PR #1549, opened 2017-05-04
retry only on real network errors

marco-jantke:
Now retries only happen when actual network errors occur and not only
anymore based on the HTTP status code. This is because the backend could
also send this status codes as their normal interface and in that case
we don't want to retry.

This PR should solve the issue [1104](https://github.com/containous/traefik/issues/1104)

### DIFF
--- a/middlewares/retry.go
+++ b/middlewares/retry.go
@@ -3,6 +3,7 @@ package middlewares
 import (
 	"bufio"
 	"bytes"
+	"context"
 	"io/ioutil"
 	"net"
 	"net/http"
@@ -42,10 +43,16 @@ func (retry *Retry) ServeHTTP(rw http.ResponseWriter, r *http.Request) {
 	}
 	attempts := 1
 	for {
+		netErrorOccurred := false
+		// We pass in a pointer to netErrorOccurred so that we can set it to true on network errors
+		// when proxying the HTTP requests to the backends. This happens in the custom RecordingErrorHandler.
+		newCtx := context.WithValue(r.Context(), defaultNetErrCtxKey, &netErrorOccurred)
+
 		recorder := newRetryResponseRecorder()
 		recorder.responseWriter = rw
-		retry.next.ServeHTTP(recorder, r)
-		if !isNetworkError(recorder.Code) || attempts >= retry.attempts {
+
+		retry.next.ServeHTTP(recorder, r.WithContext(newCtx))
+		if !netErrorOccurred || attempts >= retry.attempts {
 			utils.CopyHeaders(rw.Header(), recorder.Header())
 			rw.WriteHeader(recorder.Code)
 			rw.Write(recorder.Body.Bytes())
@@ -57,8 +64,29 @@ func (retry *Retry) ServeHTTP(rw http.ResponseWriter, r *http.Request) {
 	}
 }
 
-func isNetworkError(status int) bool {
-	return status == http.StatusBadGateway || status == http.StatusGatewayTimeout
+// netErrorCtxKey is a custom type that is used as key for the context.
+type netErrorCtxKey string
+
+// defaultNetErrCtxKey is the actual key which value is used to record network errors.
+var defaultNetErrCtxKey netErrorCtxKey = "NetErrCtxKey"
+
+// NetErrorRecorder is an interface to record net errors.
+type NetErrorRecorder interface {
+	// Record can be used to signal the retry middleware that an network error happened
+	// and therefore the request should be retried.
+	Record(ctx context.Context)
+}
+
+// DefaultNetErrorRecorder is the default NetErrorRecorder implementation.
+type DefaultNetErrorRecorder struct{}
+
+// Record is recording network errors by setting the context value for the defaultNetErrCtxKey to true.
+func (DefaultNetErrorRecorder) Record(ctx context.Context) {
+	val := ctx.Value(defaultNetErrCtxKey)
+
+	if netErrorOccurred, isBoolPointer := val.(*bool); isBoolPointer {
+		*netErrorOccurred = true
+	}
 }
 
 // RetryListener is used to inform about retry attempts.
--- a/middlewares/retry_test.go
+++ b/middlewares/retry_test.go
@@ -1,6 +1,7 @@
 package middlewares
 
 import (
+	"context"
 	"fmt"
 	"io/ioutil"
 	"net/http"
@@ -41,7 +42,7 @@ func TestRetry(t *testing.T) {
 			t.Parallel()
 
 			var httpHandler http.Handler
-			httpHandler = &networkFailingHTTPHandler{failAtCalls: tc.failAtCalls}
+			httpHandler = &networkFailingHTTPHandler{failAtCalls: tc.failAtCalls, netErrorRecorder: &DefaultNetErrorRecorder{}}
 			httpHandler = NewRetry(tc.attempts, httpHandler, tc.listener)
 
 			recorder := httptest.NewRecorder()
@@ -62,10 +63,38 @@ func TestRetry(t *testing.T) {
 	}
 }
 
+func TestDefaultNetErrorRecorderSuccess(t *testing.T) {
+	boolNetErrorOccurred := false
+	recorder := DefaultNetErrorRecorder{}
+	recorder.Record(context.WithValue(context.Background(), defaultNetErrCtxKey, &boolNetErrorOccurred))
+	if !boolNetErrorOccurred {
+		t.Errorf("got %v after recording net error, wanted %v", boolNetErrorOccurred, true)
+	}
+}
+
+func TestDefaultNetErrorRecorderInvalidValueType(t *testing.T) {
+	stringNetErrorOccured := "nonsense"
+	recorder := DefaultNetErrorRecorder{}
+	recorder.Record(context.WithValue(context.Background(), defaultNetErrCtxKey, &stringNetErrorOccured))
+	if stringNetErrorOccured != "nonsense" {
+		t.Errorf("got %v after recording net error, wanted %v", stringNetErrorOccured, "nonsense")
+	}
+}
+
+func TestDefaultNetErrorRecorderNilValue(t *testing.T) {
+	nilNetErrorOccured := interface{}(nil)
+	recorder := DefaultNetErrorRecorder{}
+	recorder.Record(context.WithValue(context.Background(), defaultNetErrCtxKey, &nilNetErrorOccured))
+	if nilNetErrorOccured != interface{}(nil) {
+		t.Errorf("got %v after recording net error, wanted %v", nilNetErrorOccured, interface{}(nil))
+	}
+}
+
 // networkFailingHTTPHandler is an http.Handler implementation you can use to test retries.
 type networkFailingHTTPHandler struct {
-	failAtCalls []int
-	callNumber  int
+	netErrorRecorder NetErrorRecorder
+	failAtCalls      []int
+	callNumber       int
 }
 
 func (handler *networkFailingHTTPHandler) ServeHTTP(w http.ResponseWriter, r *http.Request) {
@@ -73,6 +102,8 @@ func (handler *networkFailingHTTPHandler) ServeHTTP(w http.ResponseWriter, r *ht
 
 	for _, failAtCall := range handler.failAtCalls {
 		if handler.callNumber == failAtCall {
+			handler.netErrorRecorder.Record(r.Context())
+
 			w.WriteHeader(http.StatusBadGateway)
 			return
 		}
--- a/server/errorhandler.go
+++ b/server/errorhandler.go
@@ -1,0 +1,40 @@
+package server
+
+import (
+	"io"
+	"net"
+	"net/http"
+
+	"github.com/containous/traefik/middlewares"
+)
+
+// RecordingErrorHandler is an error handler, implementing the vulcand/oxy
+// error handler interface, which is recording network errors by using the netErrorRecorder.
+// In addition it sets a proper HTTP status code and body, depending on the type of error occurred.
+type RecordingErrorHandler struct {
+	netErrorRecorder middlewares.NetErrorRecorder
+}
+
+// NewRecordingErrorHandler creates and returns a new instance of RecordingErrorHandler.
+func NewRecordingErrorHandler(recorder middlewares.NetErrorRecorder) *RecordingErrorHandler {
+	return &RecordingErrorHandler{recorder}
+}
+
+func (eh *RecordingErrorHandler) ServeHTTP(w http.ResponseWriter, req *http.Request, err error) {
+	statusCode := http.StatusInternalServerError
+
+	if e, ok := err.(net.Error); ok {
+		eh.netErrorRecorder.Record(req.Context())
+		if e.Timeout() {
+			statusCode = http.StatusGatewayTimeout
+		} else {
+			statusCode = http.StatusBadGateway
+		}
+	} else if err == io.EOF {
+		eh.netErrorRecorder.Record(req.Context())
+		statusCode = http.StatusBadGateway
+	}
+
+	w.WriteHeader(statusCode)
+	w.Write([]byte(http.StatusText(statusCode)))
+}
--- a/server/errorhandler_test.go
+++ b/server/errorhandler_test.go
@@ -1,0 +1,88 @@
+package server
+
+import (
+	"context"
+	"errors"
+	"io"
+	"net"
+	"net/http"
+	"net/http/httptest"
+	"testing"
+)
+
+type timeoutError struct{}
+
+func (e *timeoutError) Error() string   { return "i/o timeout" }
+func (e *timeoutError) Timeout() bool   { return true }
+func (e *timeoutError) Temporary() bool { return true }
+
+func TestServeHTTP(t *testing.T) {
+	tests := []struct {
+		name               string
+		err                error
+		wantHTTPStatus     int
+		wantNetErrRecorded bool
+	}{
+		{
+			name:               "net.Error",
+			err:                net.UnknownNetworkError("any network error"),
+			wantHTTPStatus:     http.StatusBadGateway,
+			wantNetErrRecorded: true,
+		},
+		{
+			name:               "net.Error with Timeout",
+			err:                &timeoutError{},
+			wantHTTPStatus:     http.StatusGatewayTimeout,
+			wantNetErrRecorded: true,
+		},
+		{
+			name:               "io.EOF",
+			err:                io.EOF,
+			wantHTTPStatus:     http.StatusBadGateway,
+			wantNetErrRecorded: true,
+		},
+		{
+			name:               "custom error",
+			err:                errors.New("any error"),
+			wantHTTPStatus:     http.StatusInternalServerError,
+			wantNetErrRecorded: false,
+		},
+		{
+			name:               "nil error",
+			err:                nil,
+			wantHTTPStatus:     http.StatusInternalServerError,
+			wantNetErrRecorded: false,
+		},
+	}
+
+	for _, test := range tests {
+		test := test
+
+		t.Run(test.name, func(t *testing.T) {
+			t.Parallel()
+
+			recorder := httptest.NewRecorder()
+
+			errorRecorder := &netErrorRecorder{}
+			req := httptest.NewRequest(http.MethodGet, "http://localhost:3000/any", nil)
+
+			recordingErrorHandler := NewRecordingErrorHandler(errorRecorder)
+			recordingErrorHandler.ServeHTTP(recorder, req, test.err)
+
+			if recorder.Code != test.wantHTTPStatus {
+				t.Errorf("got HTTP status code %v, wanted %v", recorder.Code, test.wantHTTPStatus)
+			}
+			if errorRecorder.netErrorWasRecorded != test.wantNetErrRecorded {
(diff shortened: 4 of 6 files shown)


middlewares/retry_test.go
```diff
@@ -0,0 +1,79 @@
...
+
+		t.Run(tcName, func(t *testing.T) {
+			t.Parallel()
+
+			var httpHandler http.Handler
+			httpHandler = &networkFailingHTTPHandler{failAtCalls: tc.failAtCalls}
+			httpHandler = NewRetry(tc.retryCount, httpHandler)
+
+			recorder := httptest.NewRecorder()
+			req, err := http.NewRequest("GET", "http://localhost:3000/ok", ioutil.NopCloser(nil))
```
timoreimann: you could `s/"GET"/http.MethodGet/` here.

In some other parts of the PR too.

middlewares/retry_test.go
```diff
@@ -0,0 +1,79 @@
...
+			if err != nil {
+				panic(fmt.Sprintf("NewRequest(): %s", err))
+			}
+
+			httpHandler.ServeHTTP(recorder, req)
+
+			if tc.responseStatus != recorder.Code {
+				t.Errorf("wrong status code, expected %v: got %v", tc.responseStatus, recorder.Code)
```
timoreimann: In Go: _got_ first, _expected_/_actual_ second. E.g.,

_"got status code %v, expected %v"_

In other parts of this PR too.

middlewares/retry_test.go
```diff
@@ -0,0 +1,79 @@
...
+			}
+		})
+	}
+}
+
+// An http.Handler implementation you can use to test retries.
```
timoreimann: Should start with the type you are describing, i.e.:

_networkFailingHTTPHandler is an http.Handler implementation you can use to test retries._

server/errorhandler.go
```diff
@@ -0,0 +1,47 @@
...
+	"net/http"
+
+	"github.com/containous/traefik/middlewares"
+)
+
+// RecordingErrorHandler is an error handler, implementing the vulcand/oxy
+// error handler interface, which is recording network errors by setting the
+// request context value with the key middlewares.DefaultNetErrCtxKey to true.
+// This enables the retry middleware to only retry on actual network errors.
+type RecordingErrorHandler struct{}
```
timoreimann: Since we only care about implementing `ServeHTTP(http.ResponseWriter, *http.Request, error)`, couldn't `RecordingErrorHandler` simply be defined as a function with that signature instead of an empty struct?

server/errorhandler.go
```diff
@@ -0,0 +1,47 @@
...
+
+// NewRecordingErrorHandler creates and returns a new instance of RecordingErrorHandler.
+func NewRecordingErrorHandler() *RecordingErrorHandler {
```
timoreimann: As the implementation of `NewRecordingErrorHandler` isn't doing anything besides returning a pointer to an empty struct, couldn't we just drop it and have callers do it instead?

server/errorhandler.go
```diff
@@ -0,0 +1,47 @@
...
+	}
+
+	w.WriteHeader(statusCode)
+	w.Write([]byte(http.StatusText(statusCode)))
+}
+
+func recordNetError(req *http.Request) {
+	val := req.Context().Value(middlewares.DefaultNetErrCtxKey)
+
+	if netErrorOccured, ok := val.(*bool); ok {
```
timoreimann: Does this explode if `val` is `nil` (i.e., the value does not exist), or will Go handle this fine with `ok` being `false`?

middlewares/retry_test.go
```diff
@@ -0,0 +1,79 @@
...
+	failAtCalls []int
+	callNumber  int
+}
+
+func (handler *networkFailingHTTPHandler) ServeHTTP(w http.ResponseWriter, r *http.Request) {
+	handler.callNumber++
+
+	for _, failAtCall := range handler.failAtCalls {
+		if handler.callNumber == failAtCall {
+			val := r.Context().Value(DefaultNetErrCtxKey)
```
timoreimann: How about exporting `server.recordNetError` and calling it here?

server/errorhandler_test.go
```diff
@@ -0,0 +1,81 @@
...
+
+		t.Run(test.name, func(t *testing.T) {
+			t.Parallel()
+
+			recorder := httptest.NewRecorder()
+
+			netErrorOccured := false
+			req, err := http.NewRequest("GET", "http://localhost:3000/any", nil)
+			if err != nil {
+				panic(fmt.Sprintf("NewRequest(): %s", err))
```
timoreimann: A `MustNewRequest` helper function might become convenient at this point.

server/errorhandler.go
```diff
@@ -0,0 +1,47 @@
...
+	"net"
+	"net/http"
+
+	"github.com/containous/traefik/middlewares"
+)
+
+// RecordingErrorHandler is an error handler, implementing the vulcand/oxy
+// error handler interface, which is recording network errors by setting the
+// request context value with the key middlewares.DefaultNetErrCtxKey to true.
+// This enables the retry middleware to only retry on actual network errors.
```
timoreimann: IMHO we should also document the type of errors it maps to 502 and 504, respectively.

server/errorhandler_test.go
```diff
@@ -0,0 +1,81 @@
...
+			err:                io.EOF,
+			wantHTTPStatus:     http.StatusBadGateway,
+			wantNetErrRecorded: true,
+		},
+		{
+			name:               "custom error",
+			err:                errors.New("any error"),
+			wantHTTPStatus:     http.StatusInternalServerError,
+			wantNetErrRecorded: false,
+		},
```
timoreimann: Are we missing a test case for `err == nil`?

server/errorhandler.go
marco-jantke: `go` is handling this fine. The `ctx.Value()` guarantees a return value of type `interface{}`, so we can do a type assertion without danger.

middlewares/retry.go
```diff
@@ -56,9 +63,12 @@ func (retry *Retry) ServeHTTP(rw http.ResponseWriter, r *http.Request) {
 	}
 }
 
-func isNetworkError(status int) bool {
-	return status == http.StatusBadGateway || status == http.StatusGatewayTimeout
-}
+// NetErrorCtxKey is a custom type that is used as key for the request context.
+// Using an own type we avoid potential collisions with other keys that may have the same string name.
```
marco-jantke: Actually its even a best practice to not export the type is not necessary, to have real safety. Though I decided to have the error handler in the server package still, as for me it makes more sense there, which requires to export the type.

server/errorhandler_test.go
marco-jantke: There is a util function in `httptest.NewRequest` that will internally panic if the creation of the `NewRequest` fails. I think this would be good to use for the tests.

server/errorhandler_test.go
marco-jantke: Yes, better to also add a test for this. Doing.

middlewares/retry.go
```diff
@@ -56,9 +63,12 @@ func (retry *Retry) ServeHTTP(rw http.ResponseWriter, r *http.Request) {
...
+type NetErrorCtxKey string
```
gottwald: From my learnings about context I remember that the key should be a custom type as you do here, but it should also be non exported, since it's something that should be package internal.
Obviously this is not straightforward here because the server package needs to signal something to the middleware package.
But instead of exporting low level package stuff, should the retry middlewares package maybe export some functions to deal with this and keep the context key type private?
Looks like you already have some kind of function in the server package called: `recordNetError`.
This should probably be moved to the middlewares package.
Also `recordNetError` doesn't need to get passed a request, a context would be sufficient.

timoreimann: An Internal package _might_ be helpful here too.

middlewares/retry.go
```diff
@@ -42,10 +43,16 @@ func (retry *Retry) ServeHTTP(rw http.ResponseWriter, r *http.Request) {
 	}
 	attempts := 1
 	for {
+		netErrorOccured := false
```
marco-jantke: Thanks, fixed.

middlewares/retry.go
```diff
@@ -42,10 +43,16 @@ func (retry *Retry) ServeHTTP(rw http.ResponseWriter, r *http.Request) {
...
+		// We pass in a pointer to netErrorOccured so that we can set it to true on network errors
+		// that happen when proxying the http requests to the backends.
```
marco-jantke: Ok, I extended the comment.

middlewares/retry.go
```diff
@@ -42,10 +43,16 @@ func (retry *Retry) ServeHTTP(rw http.ResponseWriter, r *http.Request) {
...
+		newCtx := context.WithValue(r.Context(), DefaultNetErrCtxKey, &netErrorOccured)
+
 		recorder := NewRecorder()
 		recorder.responseWriter = rw
-		retry.next.ServeHTTP(recorder, r)
-		if !isNetworkError(recorder.Code) || attempts >= retry.attempts {
+
+		retry.next.ServeHTTP(recorder, r.WithContext(newCtx))
+		if netErrorOccured == false || attempts >= retry.attempts {
```
marco-jantke: Ok, done.

middlewares/retry.go
marco-jantke: I refactored the implementation now, so that the knowledge about how to interact with the context completely to the retry middleware and therefore even can use a private type.

middlewares/retry_test.go
marco-jantke: Thanks, fixed at all places.

middlewares/retry_test.go
marco-jantke: Yes.. Fixed it. It seems to be programmed into my fingertips.

middlewares/retry_test.go
marco-jantke: Ok, done.

middlewares/retry_test.go
marco-jantke: As said before, I refactored this implementation, so the implementation for recording the network error is now in the middleware package and the tests make more sense.

server/errorhandler.go
marco-jantke: I added a general comment that it will map to the proper status codes. I fear that being to explicit in the comment will bring up the danger, that the implementation and the comment will drift apart at some time. And when people read the comment, they probably also can read the code.

server/errorhandler.go
marco-jantke: After my refactoring it has now a property for the NetErrorRecorder, so its not possible as function anymore.

server/errorhandler.go
marco-jantke: After my refactoring it has a property now and I would leave the `New..` function.

middlewares/retry.go
marco-jantke: Thanks for the hint, I refactored it now in this way. Now the logic for mutating the context is solely in the retry middleware and therefore we can use a private type 🎉

marco-jantke:
@timoreimann and @gottwald thanks for the review, I worked your feedback into the PR.

middlewares/retry.go
marco-jantke: @timoreimann I am not sure how this should look like to be honest. Also I am hesitant to change the middleware structure in this PR, as imho it would be separate concern. Anyway I think for a long term it could be beneficial to bring more structure into the middleware package.

middlewares/retry_test.go
```diff
@@ -0,0 +1,92 @@
...
+
+			if tc.responseStatus != recorder.Code {
+				t.Errorf("got status code %v, wanted %v", recorder.Code, tc.responseStatus)
+			}
+		})
+	}
+}
+
+func TestRecordNetError(t *testing.T) {
+	boolNetErrorOccurred := false
```
marco-jantke: A small hint for reviewers, I tried to build this as a table driven test at first, but I was not able to get it working in a straightforward way, as it would require me to specify _one_ type for the initial context value I am passing in. This would have to be an `interface{}` in my case, but then the type assertion on a `*bool` in the `DefaultRecordNetError` does not work anymore.

middlewares/retry.go
```diff
@@ -56,8 +63,34 @@ func (retry *Retry) ServeHTTP(rw http.ResponseWriter, r *http.Request) {
...
-	return status == http.StatusBadGateway || status == http.StatusGatewayTimeout
+// netErrorCtxKey is a custom type that is used as key for the context.
+type netErrorCtxKey string
+
+// defaultNetErrCtxKey is the actual key which value is used to record network errors.
+var defaultNetErrCtxKey netErrorCtxKey = "NetErrCtxKey"
+
+// NetErrorRecorder is an interface to record net errors.
+type NetErrorRecorder interface {
+	// RecordNetError can be used to signal the retry middleware, that an network error happened
```
timoreimann: No comma before `that`.

middlewares/retry_test.go
timoreimann: Then let's have three separate test functions so that we can easily see which test failed, can easily rerun them, etc.

middlewares/retry.go
```diff
@@ -42,10 +43,16 @@ func (retry *Retry) ServeHTTP(rw http.ResponseWriter, r *http.Request) {
 	}
 	attempts := 1
 	for {
+		netErrorOccurred := false
+		// We pass in a pointer to netErrorOccurred so that we can set it to true on network errors
+		// when proxying the http requests to the backends. This happens in the custom RecordingErrorHandler.
```
timoreimann: s/http/HTTP/

server/errorhandler.go
```diff
@@ -0,0 +1,40 @@
...
+	"io"
+	"net"
+	"net/http"
+
+	"github.com/containous/traefik/middlewares"
+)
+
+// RecordingErrorHandler is an error handler, implementing the vulcand/oxy
+// error handler interface, which is recording network errors by using the netErrorRecorder.
+// In addition it sets a proper http status code and body, depending on the type of error occurred.
```
timoreimann: s/http/HTTP/

middlewares/retry.go
marco-jantke: Thanks, done.

middlewares/retry.go
marco-jantke: Thanks, done.

server/errorhandler.go
marco-jantke: Thanks, done.

middlewares/retry_test.go
marco-jantke: Ok, done.

marco-jantke:
Ok, worked in feedback again.

server/errorhandler.go
```diff
@@ -0,0 +1,40 @@
...
+// NewRecordingErrorHandler creates and returns a new instance of RecordingErrorHandler.
+func NewRecordingErrorHandler(recorder middlewares.NetErrorRecorder) *RecordingErrorHandler {
+	return &RecordingErrorHandler{recorder}
+}
+
+func (eh *RecordingErrorHandler) ServeHTTP(w http.ResponseWriter, req *http.Request, err error) {
+	statusCode := http.StatusInternalServerError
+
+	if e, ok := err.(net.Error); ok {
+		eh.netErrorRecorder.RecordNetError(req.Context())
```
gottwald: nit-pick: This stutters a bit, maybe call the method `Record` instead?

marco-jantke: Thanks for pointing this out, changed it.

marco-jantke:
@emilevauge or @vdemeester can you have a look?

ldez:

middlewares/retry.go
```diff
@@ -56,8 +63,34 @@ func (retry *Retry) ServeHTTP(rw http.ResponseWriter, r *http.Request) {
...
+
+// NetErrorRecorder is an interface to record net errors.
+type NetErrorRecorder interface {
+	// Record can be used to signal the retry middleware that an network error happened
+	// and therefore the request should be retried.
+	Record(ctx context.Context)
+}
+
+// NetErrorRecorderFunc is an util to be able to implement the NetErrorRecorder without the need of a struct.
+type NetErrorRecorderFunc func(ctx context.Context)
```
emilevauge: What is the need of doing this ? Why don't you want to use a `struct` here ?

middlewares/retry.go
```diff
@@ -56,8 +63,34 @@ func (retry *Retry) ServeHTTP(rw http.ResponseWriter, r *http.Request) {
...
+// Record is there to satisfy the NetErrorRecorder interface on a NetErrorRecorderFunc.
+func (f NetErrorRecorderFunc) Record(ctx context.Context) {
+	f(ctx)
+}
+
+// DefaultRecordNetError is recording network errors by setting the context value for the defaultNetErrCtxKey to true.
+func DefaultRecordNetError(ctx context.Context) {
+	val := ctx.Value(defaultNetErrCtxKey)
+
+	if netErrorOccurred, ok := val.(*bool); ok {
```
emilevauge: Not easy to read.

server/errorhandler.go
```diff
@@ -0,0 +1,40 @@
+package server
+
+import (
+	"io"
+	"net"
+	"net/http"
+
+	"github.com/containous/traefik/middlewares"
+)
+
```
emilevauge: You will probably get issues with websockets here.
You should add 
```
var (
	_ Stateful = &RecordingErrorHandler{}
)
```

middlewares/retry.go
marco-jantke: The implementation has no need of any field. I originally had a `struct` here without fields, but got a hint in a previous review here that a function would suffice. Therefore I added this type in order to able to implement the `NetErrorRecorder` interface on a function.

marco-jantke: This said I am fine with both implementations. An empty `struct` is a bit less code, but in some way unnecessary. As you prefer :)

server/errorhandler.go
marco-jantke: Hmm it has none of the capabilities the `Stateful` interface expects. Maybe the naming is rather not perfect then? It is not an extension of `ResponseWriter` or whatsoever, its an implementation of the oxy `ErrorHandler` interface. Its called `Recording` because it calls the `NetErrorRecorder` which in our case will manipulate the request context. So I think this is unnecessary here. Any suggestion for naming improvements?

middlewares/retry.go
marco-jantke: I renamed `ok` now to `isBoolPointer`. Not sure how to improve readability in another way.

marco-jantke:
@emilevauge please have a look again, incorporated/answered your questions.

middlewares/retry.go
emilevauge: If that's OK for you, I would prefer an empty struct, which is easier to read, and with the same result :)

server/errorhandler.go
```diff
@@ -0,0 +1,40 @@
...
+	statusCode := http.StatusInternalServerError
+
+	if e, ok := err.(net.Error); ok {
+		eh.netErrorRecorder.Record(req.Context())
+		if e.Timeout() {
+			statusCode = http.StatusGatewayTimeout
+		} else {
+			statusCode = http.StatusBadGateway
+		}
+	} else if err == io.EOF {
```
emilevauge: Reading this part again, not sure this is the right way to go. We could get an EOF error *not* due to network right ?

server/errorhandler.go
emilevauge: You're right, successfully tested your code with websocket :+1:

middlewares/retry.go
marco-jantke: No problem, I changed it to a struct now.

server/errorhandler.go
marco-jantke: About this one I am not 100% sure whether its right to retry here. I am currently trying to investigate use-cases when an io.EOF can happen. For sure it can be due to a network connection problem, but also when the server closes the connection by intend. Maybe the server would do so because of too much load and we should rather try another one? Anyway I think there is no way to vary in between those cases and thats why in general I would rather also retry those request.

marco-jantke: @emilevauge WDYT?

emilevauge: @timoreimann any thoughts on this ?

timoreimann: @emilevauge @marco-jantke the net package does [distinguish between an an `ErrUnexpectedEOF` and `EOF` state](https://golang.org/pkg/io/#pkg-variables). Unfortunately, it's [not used by net/http](https://github.com/golang/go/issues/18055).

Even if we considered this to be changeworthy, IMHO we should not do so along this PR which maintains the current oxy error handler behavior except for the response code logic. We can have a separate issue to drive a potential improvement in this focused regard.

emilevauge: @marco-jantke I agree with @timoreimann on this, we should deal with this issue in another PR. The fact that it is not used in the default go http client leads to discussions :)

marco-jantke: I agree, so we handled all the questions/feedback in this PR I think :)

marco-jantke:
@timoreimann @emilevauge you are ok with me doing a rebase already to resolve the conflicts?

timoreimann:
@marco-jantke I think it's okay to do that now.

marco-jantke:
Ok, everything should be ready now.

marco-jantke:
@emilevauge ping :)

ldez:
@marco-jantke We browse all PRs regularly, you don't need to ping someone.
====
What you will do:
Could you copy each line from the listing that has the word "isBoolPointer" in it?

Reply:
+	if netErrorOccurred, isBoolPointer := val.(*bool); isBoolPointer {
marco-jantke: I renamed `ok` now to `isBoolPointer`. Not sure how to improve readability in another way.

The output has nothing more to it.